*** Records provided ***

PR #21431, opened 2022-05-25
fuzz test: Allow quiche to continue after error

vehre-x41:
Commit Message: fuzz test: Prevent aborts in quiche, that could continue.
Additional Description:
Quiche logs and aborts on occasions were it could continue. Prevent this
by setting the disable abort flag.

Risk Level: low
Testing: n/a
Docs Changes: n/a
Release Notes: n/a


vehre-x41:
CC @adisuissa @KBaichoo @pradeepcrao

vehre-x41:
Er??? What is that precheck format_pre about? All I see is a missing changelog entry for `envoy_reloadable_features_lua_respond_with_send_local_reply` which is not referenced in the patch. What can I do about it?

adisuissa (commented):
LGTM, thanks!
Pre-check problem will probably be solved by merging main.

Just to keep a reference for why it makes sense to disable Oghttp2 aborts:
If when disabling the FATAL log abort the fuzzer will create a test that reaches an inconsistent state (and crashes/accesses inconsistent memory), then it will be a bug we'll need to further evaluate. However, in fuzzing we allow OgHttp2 reaching FATAL states that may happen in production environments.

adisuissa:
> Do want me to add this:
> 
> ```
> Just to keep a reference for why it makes sense to disable Oghttp2 aborts:
> If when disabling the FATAL log abort the fuzzer will create a test that reaches an inconsistent state (and crashes/accesses inconsistent memory), then it will be a bug we'll need to further evaluate. However, in fuzzing we allow OgHttp2 reaching FATAL states that may happen in production environments.
> ```
> 
> to somewhere in the code. Or will it be sufficient to stay in the PR?

Yeah, good idea. Feel free to change it if you think it will help clarify the intention.

vehre-x41:
Done

adisuissa (approved):
LGTM, thanks!

Issue #20378, opened 2022-03-16
TcpProxy improperly sets `:protocol=bytestream` for HTTP2


stevenctl:
**TcpProxy improperly sets `:protocol=bytestream` for HTTP2**:  When using `TunnelingConfig` for an HTTP/2 tunnel, it send an out-of-spec psuedo header. 

*Description*:

https://github.com/envoyproxy/envoy/blob/main/source/common/tcp_proxy/upstream.cc#L282-L285 

Envoy will always set `:protocol`, but it's not part of the HTTP/2 spec:

* https://datatracker.ietf.org/doc/html/rfc7540#section-8.1.2.3

An extended CONNECT spec does mention it however:

* https://datatracker.ietf.org/doc/html/rfc8441#section-3

This becomes a problem for picky implementations, like Go/Golang's net/http:

* https://github.com/golang/go/issues/32763
* https://github.com/golang/go/blob/81d3c25c6cf39a76b17ab4eda97e8ad7b92a21e9/src/net/http/h2_bundle.go#L2808-L2833

*Repro steps*:

1. Run. a Go HTTP/2 server with `GODEBUG="http2debug=2"`
2. Create a listener with `TunnelingConfig` (UsePost=false)
3. Send traffic from the listener to a cluster with `Http2ProtocolOptions` `AllowConnect` and a `static` endpoint which is a Golang HTTP2 server. 
4. You will see `http2: invalid pseudo headers: invalid pseudo-header ":protocol"`

stevenctl:
cc @lambdai

ggreenway:
cc @alyssawilk

lambdai:
Thank @stevenctl for drafting this.

@alyssawilk 
I would propose tcp_proxy tunnel doesn't set `:protocol` by default because tcp_proxy unlikely to proxy websocket 

Also, if any protocol override is needed we can relax `headers_to_add` [here](https://github.com/envoyproxy/envoy/blob/main/api/envoy/extensions/filters/network/tcp_proxy/v3/tcp_proxy.proto#L84).

This relax aligns with other requirements of setting host headers in tunnel. I have some code implementing the relaxation without impacting the HCM router

stevenctl:
Additional issue:

For HTTP **2** CONNECT [rfc7540 8.3](https://datatracker.ietf.org/doc/html/rfc7540#section-8.3):

   o  The ":scheme" and ":path" pseudo-header fields MUST be omitted.

[...]

PR #21440, opened 2022-05-25
http: fixing up CONNECT to be RFC compliant

alyssawilk:
Risk Level: Medium (data plane changes)
Testing: updated tests
Docs Changes: n/a
Release Notes: inline
Runtime guard: envoy.reloadable_features.use_rfc_connect
Fixes https://github.com/envoyproxy/envoy/issues/20378


alyssawilk:
cc @howardjohn

test/common/tcp_proxy/upstream_test.cc
```diff
@@ -243,6 +247,18 @@ TYPED_TEST(HttpUpstreamRequestEncoderTest, RequestEncoder) {
   this->upstream_->setRequestEncoder(this->encoder_, false);
 }
 
+TYPED_TEST(HttpUpstreamRequestEncoderTest, RequestEncoder) {
+  this->setupUpstream();
+  std::unique_ptr<Http::RequestHeaderMapImpl> expected_headers;
+  expected_headers = Http::createHeaderMap<Http::RequestHeaderMapImpl>({
+      {Http::Headers::get().Method, "CONNECT"},
+      {Http::Headers::get().Host, this->config_->hostname()},
```
howardjohn, line 255: This is great, thanks for the fix!

One possibly concern is that in the current code we are using a header to replace Host, which allows dynamic metadata (
```go
TunnelingConfig: &tcp.TcpProxy_TunnelingConfig{
    Hostname: "ignored",
    HeadersToAdd: []*core.HeaderValueOption{
        {Header: &core.HeaderValue{Key: "x-destination", Value: "%DYNAMIC_METADATA([\"tunnel\", \"address\"])%"}},
    },
},
```
).

Now we would want to use Hostname to follow the spec, but that is only a static string.

Seems like something that could be expanded in a followup though @lambdai

source/common/http/http2/codec_impl.cc
```diff
@@ -300,9 +300,15 @@ Status ConnectionImpl::ClientStreamImpl::encodeHeaders(const RequestHeaderMap& h
     // configurable if necessary.
     // https://tools.ietf.org/html/draft-kinnear-httpbis-http2-transport-02
     modified_headers = createHeaderMap<RequestHeaderMapImpl>(headers);
-    modified_headers->setProtocol(Headers::get().ProtocolValues.Bytestream);
-    if (!headers.Path()) {
-      modified_headers->setPath("/");
+    if (Runtime::runtimeFeatureEnabled("envoy.reloadable_features.use_rfc_connect")) {
```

*** End of Records provided ***

Task details ▸ A line qualifies when it holds the word "pseudo"; report all qualifying lines from the records above.

Answer space ▸
4. You will see `http2: invalid pseudo headers: invalid pseudo-header ":protocol"`
   o  The ":scheme" and ":path" pseudo-header fields MUST be omitted.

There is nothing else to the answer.